Each shard consumer has a small trick. First we use iterator to get all the new records. Once we got a record, we modify the iterator to read all records after the last received record.

func consumerShard(
  kinesisClient *kinesis.Kinesis,
  shardId *string,
) {
  iteratorInput := kinesis.GetShardIteratorInput{
   ShardId:           shardId,
   ShardIteratorType: aws.String("LATEST"),
   StreamName:        aws.String("s1"),
  }
  shardIteratorOutput, err := kinesisClient.GetShardIterator(&iteratorInput)
  if err != nil {
   panic(err)
  }

  var lastRecord *string
  for {
   recordsInput := kinesis.GetRecordsInput{
    ShardIterator: shardIteratorOutput.ShardIterator,
   }
   records, err := kinesisClient.GetRecords(&recordsInput)
   if err != nil {
    panic(err)
   }

   fmt.Printf("shard %v got %v records\n", *shardId, len(records.Records))

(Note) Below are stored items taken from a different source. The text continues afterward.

PR #299, opened 2023-02-08
Add explicit test coverage for unsupported key types

### LINKED ISSUE #168: Validate key type of $signatureMeta in Updater::verifySingleSignature()
Coming at you from #153!

There's an outstanding @todo at https://github.com/php-tuf/php-tuf/blob/main/src/Client/Updater.php#L389 which states:

```
        // Encode the pubkey and signature, and check that the signature is
        // valid for the given data and pubkey.
        $pubkeyBytes = hex2bin($pubkey);
        $sigBytes = hex2bin($signatureMeta['sig']);
        // @todo Check that the key type in $signatureMeta is ed25519; return
        //     false if not.
        return \sodium_crypto_sign_verify_detached($sigBytes, $bytes, $pubkeyBytes);
```

Let's do it!

phenaproxima:
Fixes #168 by adding test coverage.

### DIFF
--- a/src/KeyDB.php
+++ b/src/KeyDB.php
@@ -88,10 +88,11 @@ class KeyDB
      */
     public function addKey(string $keyId, Key $key): void
     {
-        if (! in_array($key->getType(), self::getSupportedKeyTypes(), true)) {
+        $keyType = $key->getType();
+        if (! in_array($keyType, self::getSupportedKeyTypes(), true)) {
             // @todo Convert this to a log line as per Python.
             // https://github.com/php-tuf/php-tuf/issues/160
-            throw new InvalidKeyException("Root metadata file contains an unsupported key type: \"{$keyMeta['keytype']}\"");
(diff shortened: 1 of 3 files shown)


src/KeyDB.php
```diff
@@ -88,10 +88,11 @@ public function __construct()
      */
     public function addKey(string $keyId, Key $key): void
     {
-        if (! in_array($key->getType(), self::getSupportedKeyTypes(), true)) {
+        $keyType = $key->getType();
+        if (! in_array($keyType, self::getSupportedKeyTypes(), true)) {
             // @todo Convert this to a log line as per Python.
             // https://github.com/php-tuf/php-tuf/issues/160
-            throw new InvalidKeyException("Root metadata file contains an unsupported key type: \"{$keyMeta['keytype']}\"");
```
phenaproxima, line 94: $keyMeta is an undefined variable. The fact that this never caused a test failure is proof positive that this code has never been exercised in our test cases until now.

tedbow (approved):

   for i := 0; i < len(records.Records); i++ {
    record := records.Records[i]
    fmt.Printf("shard %v data: %v\n", *shardId, string(record.Data))
    lastRecord = record.SequenceNumber
   }

   time.Sleep(5 * time.Second)

   if lastRecord != nil {
    iteratorInput.ShardIteratorType = aws.String("AFTER_SEQUENCE_NUMBER")
    iteratorInput.StartingSequenceNumber = lastRecord
    shardIteratorOutput, err = kinesisClient.GetShardIterator(&iteratorInput)
    if err != nil {
     panic(err)
    }
   }
  }
}

An example output for running this is below.

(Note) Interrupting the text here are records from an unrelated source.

PR #300, opened 2023-02-09
Require guzzlehttp/psr7 to 2.4

phenaproxima:
We currently use guzzlehttp/psr7 v1, but it's not compatible with Drupal 10, which requires 2.4 or later. I don't see any real reason not to bump our constraint.


tedbow (approved):
looks fine if the tests pass

PR #32549, opened 2022-09-07
e4s: use package requirements instead of preferences

alalazo:
Modifications:
- [x] Require `intel-tbb` as a `tbb` provider, `openblas` as a `blas` provider and `mpich` as an `mpi` provider


alalazo:
@eugeneswalker While trying to experiment with requirements, I made trilinos fail due to a conflict with variants and the version of CUDA used. Is this a good info, or was that expected and known?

produced record to shard shardId-000000000000
4 shards loacted
shard shardId-000000000000 got 0 records
shard shardId-000000000003 got 0 records
shard shardId-000000000002 got 0 records
shard shardId-000000000001 got 0 records
produced record to shard shardId-000000000003
produced record to shard shardId-000000000001
produced record to shard shardId-000000000000
produced record to shard shardId-000000000003
shard shardId-000000000000 got 1 records
shard shardId-000000000000 data: message data 3
shard shardId-000000000003 got 2 records
shard shardId-000000000003 data: message data 1
shard shardId-000000000003 data: message data 4
shard shardId-000000000001 got 1 records
shard shardId-000000000001 data: message data 2
shard shardId-000000000002 got 0 records
produced record to shard shardId-000000000000
produced record to shard shardId-000000000001
produced record to shard shardId-000000000003
produced record to shard shardId-000000000001
produced record to shard shardId-000000000000
shard shardId-000000000000 got 2 records
shard shardId-000000000000 data: message data 5
shard shardId-000000000000 data: message data 9
shard shardId-000000000003 got 1 records
shard shardId-000000000003 data: message data 7
shard shardId-000000000002 got 0 records
shard shardId-000000000001 got 2 records
shard shardId-000000000001 data: message data 6
shard shardId-000000000001 data: message data 8
produced record to shard shardId-000000000003
produced record to shard shardId-000000000003
produced record to shard shardId-000000000003
produced record to shard shardId-000000000003
shard shardId-000000000000 got 0 records
shard shardId-000000000003 got 4 records
shard shardId-000000000003 data: message data 10
shard shardId-000000000003 data: message data 11
shard shardId-000000000003 data: message data 12
shard shardId-000000000003 data: message data 13
shard shardId-000000000002 got 0 records
shard shardId-000000000001 got 0 records
produced record to shard shardId-000000000002
produced record to shard shardId-000000000001
produced record to shard shardId-000000000003
produced record to shard shardId-000000000002
produced record to shard shardId-000000000000
shard shardId-000000000000 got 1 records
shard shardId-000000000000 data: message data 18
shard shardId-000000000002 got 2 records
shard shardId-000000000002 data: message data 14
shard shardId-000000000002 data: message data 17
shard shardId-000000000003 got 1 records
shard shardId-000000000003 data: message data 16
shard shardId-000000000001 got 1 records
shard shardId-000000000001 data: message data 15
produced record to shard shardId-000000000001
produced record to shard shardId-000000000000

This is just a starting point for using AWS kinesis, as they are many details that affect the stability of a production grade solution. Still, this is a good starting point.